The easy solution is to control for the historical average of the weather variable of interest for each calendar date.
For example, when using how cold January 24, 2013 was to predict whether a coat bought that day was eventually returned, we include as a covariate the historical average temperature for January 24th (in that city).
Demonstrating the easy fix
To demonstrate how well this works, we analyze a correlation that is entirely due to a seasonal confound: the number of daylight hours in Bangkok, Thailand (sunset – sunrise), and the temperature that same day in Philadelphia (data: .dta | .csv| ). Colder days in Philadelphia tend to be shorter days in Bangkok, but not because coldness in one place shortens the day in the other (nor vice versa), but because seasonal patterns influence both variables. Properly controlling for seasonality should eliminate an association between these variables.
Using day duration in Bangkok as the dependent variable and temperature in Philly as the predictor, we threw in monthly and then weekly dummies to control for the seasonal confound. Neither technique fully succeeded, as same-day temperature survived as a significant predictor. (STATA .do)

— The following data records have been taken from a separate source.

PR #713, opened 2022-12-09
gh-710 Prepopulate Change Label dialog with original label

### LINKED ISSUE #710: When editing a label, show previous value
The new pop-up for editing the label of an item is great, but it would be convenient if the text box was pre-populated with the existing label (for when minor changes are required).
Screenshot 2022-12-07 at 17 10 57

pjmonks:
Useful for users to start from something when making changes

Resolves #710


jamesrwelch (approved):
Lovely stuff, thank you!

PR #725, opened 2023-01-19
Update scss imports to not use '~'

### LINKED ISSUE #724: Update SCSS imports to match latest recommendations
The '~' in import statements in SCSS files is now deprecated - by default the `node_modules` folder will be searched if the file is not found within the app.  See https://webpack.js.org/loaders/sass-loader/#resolving-import-at-rules for details.  
This will cause issues during the upgrade to Angular 13 / 14, so presented as a separate task here for easier review.

jamesrwelch:
Fixes #724.  For merging before upgrade to angular 14


pjmonks (approved):
Still compiles and looks the same. Approved ✔️

PR #727, opened 2023-01-19
Feature/gh 726

### LINKED ISSUE #726: Bring in Idle Service
We currently depend on the User Idle service here: https://github.com/rednez/angular-user-idle
This doesn't yet run on Angular 14, and will cause us dependency conflicts when we try to upgrade our dependencies.  Since the package only provides one service, and is MIT licensed, let's bring the files into our codebase for now, and reconsider in the future.

jamesrwelch:
Fixes #726 In preparation for the Angular 14 upgrade

### DIFF
--- a/license-check-and-add-config.json
+++ b/license-check-and-add-config.json
@@ -27,7 +27,8 @@
     "**/*.ttf",
     "**/*.woff",
     "**/*.woff2",
-    "sonar-project.properties"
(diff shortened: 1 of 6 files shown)


pjmonks (approved):
Looks as I would expect based on same work for `mdm-explorer`.

Approved ✔️

PR #730, opened 2023-01-19
Properly type, and make consistent, all `unsubscribe$` `Subject` definitions

### LINKED ISSUE #729: Properly type unsubscribe Subjects
A lot of components declare an `unsubscribe$` Subject and specify it without a dynamic type:

```  
private unsubscribe$ = new Subject();
```

These should be defined using a dynamic type to help the type checker:

```
private unsubscribe$ = new Subject<void>();
```
This is not an issue at the moment, but after an upgrade to angular 14, and the latest typescript libraries, it will cause issues.

jamesrwelch:
Fixes #729 and helps simplify the upgrade to angular 14.


pjmonks (approved):
Good additions for type checking 👍

PR #1105, opened 2017-05-10
Don't depend on container

mleko:


tgalopin:
There is a circular reference as you are loading redis, which is loading the logger, which is booting the app, which is loading redis. That's the reason why I used the container directly. If you find something to fix this, I'll be ok with merging this PR.

HeahDude:
Let's wait for the upcoming Symfony 3.3 service locators then.

mleko:
Simple solutions are the best ones, use lazy service

HeahDude:
Hello @mleko! Thank you for this contribution, with the recent release of Symfony 3.3, I propose to fix this in #1179 so I'm closing here.

I hope we will see other PRs from you, cheers!

PR #1118, opened 2017-05-16
fix donate

mykiwi:
https://sentry.io/en-marche-i7/en-marchefr/issues/268887245/

### DIFF
--- a/app/Resources/translations/validators.fr.yml
+++ b/app/Resources/translations/validators.fr.yml
@@ -81,7 +81,7 @@ committee.message.min_length: Le message doit contenir au moins {{ limit }} cara
 # Donation
 #
 donation.amount.not_blank: Cette valeur ne doit pas être vide.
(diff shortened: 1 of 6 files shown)


app/Resources/translations/validators.fr.yml
```diff
@@ -81,7 +81,7 @@ committee.message.min_length: Le message doit contenir au moins {{ limit }} cara
 # Donation
 #
 donation.amount.not_blank: Cette valeur ne doit pas être vide.
-donation.amount.greater_than_0: La valeur minimale d'un don est de 0 €.
+donation.amount.greater_than_0: La valeur minimale d'un don est de 0.01 €.
```
hhamon: Is there any real minimum like 5 or 10€?

tgalopin: No there isn't.

PR #1120, opened 2017-05-17
add role legislative_candidate for users with a @en-marche.fr email

mykiwi:


src/AppBundle/Entity/Adherent.php
```diff
@@ -194,7 +194,7 @@ public function getRoles(): array
             $roles[] = 'ROLE_PROCURATION_MANAGER';
         }
 
-        if ($this->legislativeCandidate) {
+        if ($this->legislativeCandidate || false !== strpos($this->emailAddress, '@en-marche.fr')) {
```
hhamon: `stripos()` maybe instead?

PR #1126, opened 2017-05-18
Simplify adherent files access

hhamon:


src/AppBundle/Documents/DocumentManager.php
```diff
@@ -0,0 +1,65 @@
...
+    /**
+     * @return Document[]
+     */
+    public function listDirectory(string $type, string $path): array
+    {
+        return $this->repository->listDirectory($type, $path);
+    }
+
+    /**
+     * @return array
```
mykiwi: Not really useful

PR #1142, opened 2017-05-22
Mandatory procuration vote office

tony-tran:


tony-tran:
> required = true / false is just for HTML5 validation, you should update entity constraints too.

Done.

src/AppBundle/Entity/ProcurationProxy.php
```diff
@@ -612,7 +613,7 @@ public function getVoteOffice(): ?string
         return $this->voteOffice;
     }
 
-    public function setVoteOffice(?string $voteOffice)
+    public function setVoteOffice(string $voteOffice): void
```
tgalopin: Are you sure this will work? The Form component may inject `null` if not configured and no string is provided. Can you check?

src/AppBundle/Entity/ProcurationRequest.php
```diff
@@ -619,7 +620,7 @@ public function getVoteOffice(): ?string
         return $this->voteOffice;
     }
 
-    public function setVoteOffice(?string $voteOffice): void
+    public function setVoteOffice(string $voteOffice): void
```
tgalopin: Same here.

src/AppBundle/Entity/ProcurationProxy.php
tony-tran: Sorry, i forgot to push force ^^

HeahDude: Let me remind you I introduced a form type extension for TextType and its children (Email, Url, Textarea, ...) that defines `empty_data` as string by default ;).

HeahDude:
Thank you @tony-tran.

PR #1224, opened 2017-06-05
Fixed retrying donation

HeahDude:


src/Donation/DonationRequest.php
```diff
@@ -303,11 +303,14 @@ public function retryPayload(array $payload): self
...
         if (isset($payload['ad'])) {
-            $retry->address = urldecode((string) $payload['ad']);
+            $retry->address = (string) $payload['ad'];
         }
 
         if (isset($payload['phc']) && isset($payload['phn'])) {
             $retry->phone = self::createPhoneNumber((string) $payload['phc'], (string) $payload['phn']);
+        } else {
+            // remove the invalid state
+            $retry->phone = null;
```
tgalopin: What about putting this over the if? I don't like elses.

src/Donation/DonationRequestUtils.php
```diff
@@ -115,15 +115,15 @@ public function createCallbackStatus(Donation $donation): array
 
     private function hydrateFromRetryPayload(DonationRequest $request, string $payload): DonationRequest
     {
-        $data = array_filter(json_decode($payload, true));
+        $data = array_filter(json_decode(urldecode($payload), true));
```
tgalopin: The payload is not checked to be valid JSON, this could easily fail. We should handle the case IMO.

src/Donation/DonationRequest.php
HeahDude: Done.

src/Donation/DonationRequestUtils.php
HeahDude: Nice catch, done.

PR #1230, opened 2017-06-06
Disconnect admin after 30 min of inactivity

illusionOfParadise:


src/Security/InactiveAdminListener.php
```diff
@@ -0,0 +1,53 @@
...
+    public function onKernelRequest(GetResponseEvent $event)
+    {
+        if (HttpKernelInterface::MASTER_REQUEST != $event->getRequestType()) {
+            return;
+        }
+
+        if ($token = $this->securityToken->getToken()) {
+            $user = $token->getUser();
+
+            if (!$user instanceof Administrator) {
```
tgalopin: Can you also check if the user is impersonating an adherent?

src/Security/InactiveAdminListener.php
```diff
@@ -0,0 +1,53 @@
...
+{
+    private $session;
+    private $securityToken;
+    private $maxIdleTime;
+    private $logoutUrlGenerator;
+
+    public function __construct(SessionInterface $session, TokenStorageInterface $securityToken, LogoutUrlGenerator $logoutUrlGenerator, int $maxIdleTime = 0)
+    {
+        $this->session = $session;
+        $this->securityToken = $securityToken;
```
HeahDude: Please name it `$tokenStorage`.

src/Security/InactiveAdminListener.php
```diff
@@ -0,0 +1,53 @@
...
+
+        if ($token = $this->securityToken->getToken()) {
+            $user = $token->getUser();
+
+            if (!$user instanceof Administrator) {
+                return;
+            }
+
+            if ($this->maxIdleTime > 0) {
+                $this->session->start();
```
HeahDude: This line is useless, if there is a stored token, there is also a session.

app/config/config_test.yml
```diff
@@ -21,6 +21,7 @@ services:
         public: false
 
 parameters:
+    env(SESSION_MAX_IDLE_TIME): 1800
```
HeahDude: This line seems useless since it's defined in `parameters.yml.dist`.

app/config/services/system.xml
```diff
@@ -65,6 +65,13 @@
             <tag name="kernel.event_listener" event="security.interactive_login" method="onSecurityInteractiveLogin" />
         </service>
 
+        <service id="AppBundle\Security\InactiveAdminListener">
+            <argument type="service" id="service_container"/>
```
HeahDude: Does it work with `container` only instead of `service_container`? I think you may inject the whole container whereas we need a service locator (a subset of it).

src/Security/InactiveAdminListener.php
```diff
@@ -0,0 +1,69 @@
+<?php
+
+namespace AppBundle\Security;
+
+use AppBundle\Entity\Adherent;
+use AppBundle\Entity\Administrator;
+use Symfony\Component\DependencyInjection\ContainerInterface;
```
HeahDude: Please use the PSR-11.

PR #1255, opened 2017-06-12
Fixed Paybox error status

HeahDude:


src/Donation/DonationRequestUtils.php
```diff
@@ -103,7 +103,7 @@ public function createRetryPayload(Donation $donation, Request $request): array
 
     public function createCallbackStatus(Donation $donation): array
     {
-        $code = self::PAYBOX_STATUSES[$donation->getPayboxResultCode()] ?? self::PAYBOX_UNKNOWN;
+        $code = self::PAYBOX_STATUSES[$donation->getPayboxResultCode()] ?? 'error';
```
illusionOfParadise: What about `self::PAYBOX_STATUSES[self::PAYBOX_UNKNOWN]` or creating another constant ?

HeahDude: I thought about that, was not sure of the benefit of a new constant, I guess we should go for `self::PAYBOX_STATUSES[self::PAYBOX_UNKNOWN]` then.

tgalopin: `self::PAYBOX_STATUSES[self::PAYBOX_UNKNOWN]` seems nice indeed

HeahDude: Done.

PR #1259, opened 2017-06-12
Make checkboxes checkable on 'My profile' page and save values

illusionOfParadise:


app/Resources/views/adherent/_membership_form.html.twig
```diff
@@ -105,17 +105,23 @@
         </div>
     {% endif %}
 
+    {% if form.vars.data.firstName %}
```
HeahDude: `{% set prefix = form.vars.data.firstName ? 'update_' %}` is enough.

PR #1262, opened 2017-06-13
Handled publication of events

HeahDude:


src/Repository/CommitteeFeedItemRepository.php
```diff
@@ -33,9 +33,8 @@ private function findMostRecentFeedItem(string $type, string $committeeUuid = nu
     {
         $qb = $this
             ->createQueryBuilder('i')
-            ->select('i, a, e')
+            ->select('i, a')
             ->leftJoin('i.author', 'a')
-            ->leftJoin('i.event', 'e')
```
tgalopin: Why do you remove the left join? You can keep it and put a WITH. Here, it would try to load the event lazily.

HeahDude: It's not removed, it's moved below :).

PR #1294, opened 2017-06-19
Show no error or image if Google Map connection failure

illusionOfParadise:


src/Controller/AssetsController.php
```diff
@@ -160,4 +160,22 @@ private function getTypeRepository(string $type)
 
         return $manager->getRepository(Article::class);
     }
+
+    /**
+     * Create a transparent image PNG with sizes 1px x 1px.
```
HeahDude: Create**s**.

src/Controller/AssetsController.php
```diff
@@ -160,4 +160,22 @@ private function getTypeRepository(string $type)
...
+     *
+     * @return string Image path
+     */
+    private function createWhiteImage()
```
HeahDude: Please add a return type hint.

PR #1295, opened 2017-06-19
Added Summary entities

HeahDude:


src/Entity/Adherent.php
```diff
@@ -157,6 +158,13 @@ class Adherent implements UserInterface, GeoPointInterface, EncoderAwareInterfac
      */
     private $memberships;
 
+    /**
+     * @var Summary|null
+     *
+     * @ORM\OneToOne(targetEntity="Summary", mappedBy="member", cascade={"all"})
```
tgalopin: Shouldn't we put this as lazy to avoid loading it on each request?

HeahDude: This is not the owner side, will test it later if it's worth it but it should not be needed.

PR #1072, opened 2026-04-16
core: preserve sparse session catalog metadata

hughhan1:
## Summary
Preserve static REST metadata when a session catalog publishes a sparse operation with the same ID, while also collapsing the split strict/non-strict list-operations resolution path into one code path.

Non-test diff: `+117 / -120` (net `-3`)
Test diff: `+119 / -25` (net `+94`)

## Go Interface
```go
cat, meta, err := invocation.ResolveCatalogWithMetadata(
    ctx,
    prov,
    "sample-int",
    resolver,
    p,
    "catalog-conn",
    "",
    true,
)
```

Behavior:
- `strictSession=true` keeps explicit/session-backed discovery strict
- session `method` / `description` / `allowedRoles` stay authoritative on same-ID collisions
- static `path` / `query` / parameter `wireName` + `location` backfill sparse session collisions

## YAML Interface
```yaml
# static catalog
operations:
  - id: alpha_rest
    method: GET
    path: /items/{id}
    query: query StaticItems { items { id } }
    parameters:
      - name: itemId
        wireName: id
        location: path
      - name: pageSize
        wireName: page[size]
        location: query

# session catalog
operations:
  - id: alpha_rest
    method: POST
    description: Session REST op
    parameters:
      - name: itemId
      - name: pageSize
```

Merged result:
```yaml
operations:
  - id: alpha_rest
    method: POST
    description: Session REST op
    path: /items/{id}
    query: query StaticItems { items { id } }
    parameters:
      - name: itemId
        wireName: id
        location: path
      - name: pageSize
        wireName: page[size]
        location: query
```

## Verification
```bash
go test ./internal/server ./internal/invocation ./internal/mcp
golangci-lint run ./internal/server ./internal/invocation ./internal/mcp
```


hughhan1:
Follow-up after reviewer feedback on head `aa79caeb`.

Updated diff on the current branch:
- non-test: `+201 / -207` (net `-6`)
- test: `+535 / -25` (net `+510`)

Applied changes since the previous push:
- `core/integration.Base` now executes from the resolved catalog operation context, and only takes the GraphQL path for GraphQL-shaped operations instead of any op that merely carries a `query`
- same-ID session overrides no longer inherit a stale static transport when the session op already declares a REST-shaped `method` / `path`
- MCP dynamic session tools now hydrate from the same merged session/static operation metadata they execute with, so sparse same-ID collisions expose the required path/query parameter schema instead of a stale sparse tool shape
- aliased `core/integration.Restricted` wrappers now reseed the resolved operation context under the inner operation name before delegating, so merged session metadata reaches inner `Base` providers

Go:
```go
cat, meta, err := invocation.ResolveCatalogWithMetadata(
    ctx,
    prov,
    "sample-int",
    resolver,
    p,
    "catalog-conn",
    "",
    true,
)

op, transport, connection, err := invocation.ResolveOperation(
    ctx,
    prov,
    "sample-int",
    resolver,
    p,
    "run",
    []string{"catalog-conn"},
    "",
)
```

YAML merged result:
```yaml
operations:
  - id: run
    method: POST
    description: Session REST op
    path: /items/{itemId}/run
    parameters:
      - name: pageSize
        wireName: page[size]
        location: query
      - name: itemId
        wireName: itemId
        location: path
        required: true
```

Verification rerun on the updated branch:
```bash
go test ./internal/server ./internal/invocation ./internal/mcp ./core/integration
golangci-lint run ./internal/server ./internal/invocation ./internal/mcp ./core/integration
```

PR #1078, opened 2026-04-16
core: preserve hydrated session operation metadata

hughhan1:
Go interface:
- invocation.ResolveCatalogWithMetadata(...) now returns (*catalog.Catalog, bool, error), where the bool reports only whether session resolution failed.
- invocation.HydrateSessionCatalog(staticCat, sessionCat) hydrates sparse session catalogs before discovery and MCP projection.

Go example:
  cat, sessionFailed, err := invocation.ResolveCatalogWithMetadata(ctx, prov, "sampledb", resolver, p, "catalog-conn", "", false)
  if sessionFailed {
      slog.Warn("falling back to static catalog")
  }

YAML interface:
  Static catalogs still declare reusable transport and parameter metadata, while session catalogs can override request-scoped behavior for the same operation id.

YAML example static catalog:
  name: sampledb
  operations:
    - id: run_query
      method: POST
      parameters:
        - name: sql
          type: string
          required: true

YAML example session catalog:
  name: sampledb
  operations:
    - id: run_query
      description: session query
      transport: rest

Behavior:
- session discovery and MCP tool hydration now use the same hydrated session operation shape
- sparse session operations keep static transport, path, headers, and parameter wiring
- the unused SessionAttempted metadata branch is removed without changing discovery order

### DIFF
--- a/gestaltd/internal/invocation/catalog.go
+++ b/gestaltd/internal/invocation/catalog.go
@@ -5,6 +5,7 @@ import (
 	"errors"
 	"fmt"
 	"log/slog"
+	"maps"
 
 	"github.com/valon-technologies/gestalt/server/core"
 	"github.com/valon-technologies/gestalt/server/core/catalog"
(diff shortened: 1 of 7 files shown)


hughhan1:
Updated the branch to a single rewritten commit: `06796d7e` (`core: preserve hydrated session operation metadata`).

The current interface shape on the branch is:

Go:
```go
cat, attempted, err := core.CatalogForRequest(ctx, prov, token)
if attempted && err != nil {
    return err
}

cat, sessionFailed, err := invocation.ResolveCatalogWithMetadata(
    ctx,
    prov,
    "sampledb",
    resolver,
    p,
    "catalog-conn",
    "",
    false,
)
if sessionFailed {
    slog.Warn("falling back to static catalog")
}
```

YAML:
```yaml
name: sampledb
operations:
  - id: run_query
    method: POST
    parameters:
      - name: sql
        type: string
        required: true
```

```yaml
name: sampledb
operations:
  - id: run_query
    description: session query
    transport: rest
```

I attempted to update the PR title/body directly, but `gh pr edit` is currently blocked by GitHub API rate limiting on the authenticated user. I’ll retry later if the rate limit clears.

PR #1086, opened 2026-04-16
gestaltd: collapse config secret resolution helpers

hughhan1:
## Summary
This PR removes one full layer of config-secret-resolution indirection in `gestaltd/internal`.

It does three things:
- collapses bootstrap secret resolution into a single `ResolveConfigSecrets(...)` path and deletes the separate `internal/bootstrap/secret_resolution.go` helper
- inlines the compatibility-only canonicalization wrapper into `CanonicalizeStructure(...)`
- removes the extra operator helper layer for secrets-provider metadata dependency/resolution, folding that work directly into `primeSecretsProviderForConfigResolution(...)`

The result is less production code, fewer helper hops, and less branching in the config-secret bootstrap flow without changing the external product surface.

## Interfaces
Go interface: none
YAML interface: none

## Examples
Go example (unchanged):
```go
if err := bootstrap.ResolveConfigSecrets(ctx, cfg, factories); err != nil {
    return err
}
```

YAML example (unchanged):
```yaml
server:
  encryptionKey:
    secret:
      provider: default
      name: api-token
```

## Verification
- `go test ./internal/bootstrap ./internal/operator ./internal/config -count=1`
- `go test ./internal/operator -run 'TestSourceAuthPluginLoadForExecution|TestSourceSecretsPluginBootstrapsManagedAuthSourceToken|TestInitAtPath_RejectsDisabledManagedHostProvidersWithStructuredSecretRefs' -count=1`
- `go test ./internal/... -run TestDoesNotExist -count=1`

## Diff
Production code vs `main`: `+65 / -118` (net `-53` LOC)


hughhan1:
Addressed the post-resolution canonicalization review note in `ResolveConfigSecrets(...)`.

Change:
- restore `config.CanonicalizeStructure(cfg)` after `config.TransformConfigStringFields(...)` so the resolver still leaves the config in canonicalized form before the lifecycle boundary calls `ValidateCanonicalStructure(...)`

Re-ran:
- `go test ./internal/bootstrap ./internal/operator ./internal/config -count=1`
- `go test ./internal/operator -run 'TestSourceAuthPluginLoadForExecution|TestSourceSecretsPluginBootstrapsManagedAuthSourceToken|TestInitAtPath_RejectsDisabledManagedHostProvidersWithStructuredSecretRefs' -count=1`
- `go test ./internal/bootstrap -run TestBootstrapSecretResolution -count=1`

I also re-ran `go test ./internal/... -run TestDoesNotExist -count=1`; a separate broad package run had an unrelated bootstrap flake in `TestPythonSourcePluginFallsBackWithoutGoOnPath`, but the targeted bootstrap/operator/config verification for this change passed.

PR #1162, opened 2026-04-20
treat headless identity callers as server clients without user context

hughhan1:
## Summary

This PR treats any caller without user context as a headless server client for route and UI gating.

## Old interfaces

Go:

```go
if p != nil && p.IsWorkload() {
    // hide connect/settings affordances and reject user-only routes
}

if p == nil || p.IsWorkload() || strings.TrimSpace(p.UserID) == "" {
    return limitedSurface
}
```

Example:

```go
if p != nil && p.IsWorkload() {
    info.MountedPath = s.integrationMountedPathForPrincipalContext(ctx, p, name, info.MountedPath)
    continue
}
```

YAML:

```yaml
# no public config changes in this PR
```

Behavior:
- route/UI gating treated workload kind as the only headless case.
- empty-`UserID` checks were scattered through user-facing handlers.

## New interfaces

Go:

```go
func (p *Principal) HasUserContext() bool
```

Example:

```go
if p != nil && !p.HasUserContext() {
    // hide connect/settings affordances and reject user-only routes
}
```

YAML:

```yaml
# no public config changes in this PR
```

Behavior:
- user-only routes and mounted UI gating now key off `HasUserContext()`.
- authenticated headless identity callers are blocked from user-only surfaces.
- policyless mounted UIs stay public when no auth is presented.
- integration listing keeps headless callers on the limited server-client surface.

### DIFF
--- a/gestaltd/internal/principal/principal.go
+++ b/gestaltd/internal/principal/principal.go
@@ -66,6 +66,20 @@ func (p *Principal) AuthSource() string {
 	return p.Source.String()
 }
 
+func (p *Principal) IsWorkload() bool {
+	return p != nil && p.Kind == KindWorkload
+}
+
+func (p *Principal) HasUserContext() bool {
+	if p == nil {
+		return false
+	}
+	if strings.TrimSpace(p.UserID) != "" {
+		return true
+	}
+	return p.Identity != nil && strings.TrimSpace(p.Identity.Email) != ""
+}
+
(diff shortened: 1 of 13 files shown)


hughhan1:
Closing this stacked transitional PR. I am rebuilding the workload-removal change directly on fresh origin/main instead of continuing the old additive stack.

PR #1538, opened 2026-04-29
Close IndexedDB cursor after update transport check

hughhan1:
## Summary
- Closes the cursor stream in the TypeScript IndexedDB cursor-update transport case after validating the mutation.
- Keeps the existing W3C IndexedDB API contract unchanged; this is a test lifecycle cleanup only.

## Interfaces
None.

## Example
```ts
await cursor.update({ id: "u1", status: "inactive" });
expect(cursor.value).toEqual({ id: "u1", status: "inactive" });
cursor.close();
```

## Validation
- `bun test tests/indexeddb.transport.test.ts && bun run typecheck` from `sdk/typescript`


hughhan1:
Closing as redundant: the cursor close cleanup is already present on current main via #1542, and the idempotency work is continuing in #1536.

PR #1567, opened 2026-04-30
Recover accepted agent turns after create timeout

hughhan1:
## Problem

Slack-triggered workflows can call `Manager.CreateTurn` through a hosted agent provider. If the provider accepts and persists the deterministic turn but the provider RPC returns `DeadlineExceeded`, the workflow currently fails before it can observe the accepted turn. That leaves a valid turn running without the workflow waiting on it.

## Interface

No new public API is required. Callers keep using `Manager.CreateTurn` with a deterministic idempotency key:

```go
turn, err := manager.CreateTurn(ctx, principal, coreagent.ManagerCreateTurnRequest{
    SessionID: session.ID,
    IdempotencyKey: "workflow:slack:run-123:turn:signal-batch",
    Messages: []coreagent.Message{{Role: "user", Text: "..."}},
    CallerPluginName: "slack",
})
```

Providers keep the existing contract: if `CreateTurn` accepted the request before the deadline, `GetTurn` for the deterministic turn ID should return that turn.

## Logic Flow

1. `Manager.CreateTurn` computes the deterministic turn ID from `SessionID + IdempotencyKey`.
2. It calls the provider `CreateTurn` as before.
3. If the provider returns success, behavior is unchanged.
4. If the provider returns an error, the existing immediate `GetTurn` fallback still runs.
5. If the create error is retryable at the provider boundary (`DeadlineExceeded` / `Unavailable`) and `GetTurn` initially misses or hits a transient read error, the manager briefly polls `GetTurn` for the same turn ID.
6. If the turn appears, the manager normalizes and authorizes it exactly like a direct create response. If it does not appear, the original create error is preserved.

## Verification

- `go test -count=1 ./internal/agentmanager`
- `go test -count=1 ./internal/bootstrap -run 'TestHostedAgentProviderPool(GetTurnRetriesAfterPreferredTimeout|GetTurnRetriesAfterStalePreferredMiss|SkipsPastDrainBackendForNewTurn)'`\n\nReviewer agent: no findings; also ran `go test -count=1 ./internal/agentmanager`.

### DIFF
--- a/gestaltd/internal/agentmanager/manager.go
+++ b/gestaltd/internal/agentmanager/manager.go
@@ -53,6 +53,8 @@ const (
 	maxAgentRouteCacheEntries         = 20_000
 	AgentListSummaryDefaultLimit      = 100
 	AgentListMaxLimit                 = 500
+	agentCreateTurnRecoveryTimeout    = 15 * time.Second
+	agentCreateTurnRecoveryInterval   = 250 * time.Millisecond
 )
 
 type AgentProviderNotAvailableError struct {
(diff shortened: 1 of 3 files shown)


hughhan1:
Parking this PR for now. The cleaner follow-up is https://github.com/valon-technologies/gestalt-providers/pull/359, which moves the retry/recovery boundary into `workflow/indexeddb` by retrying the claimed agent signal batch durably instead of adding a one-off `CreateTurn` polling window in the agent manager.

hughhan1:
Closing this parked tactical recovery PR now that the cleaner workflow/indexeddb durable retry replacement merged in valon-technologies/gestalt-providers#359. The long-term path is to deploy that provider release instead of adding host-side DeadlineExceeded polling.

Thus, using monthly and weekly dummy variables made it seem like, over and above the effects of seasonality, colder days are more likely to be shorter. However, controlling for the historical average daily temperature showed, correctly, that seasonality is the sole driver of this relationship.
Original author feedback:
We shared a draft of this post with authors from all 10 papers from Table 1 and we heard back from 5 of them. Their feedback led to correcting errors in Table 1, changing the title of the post, and fixing the day-duration example (Table 2). Devin Pope, moreover, conducted our suggested analysis on his convertible purchases (QJE) paper and shared the results with us. The finding is robust to our suggested additional control. Devin thought it was valuable to highlight that while historic temperature average is a better control for weather-based seasonality, reducing bias, weekly/monthly dummies help with noise from other seasonal factors such as holidays. We agreed. Best practice, in our view, would be to include time dummies to the granularity permitted by the data to reduce noise, and to include the daily historic average to reduce the seasonal confound of weather variation.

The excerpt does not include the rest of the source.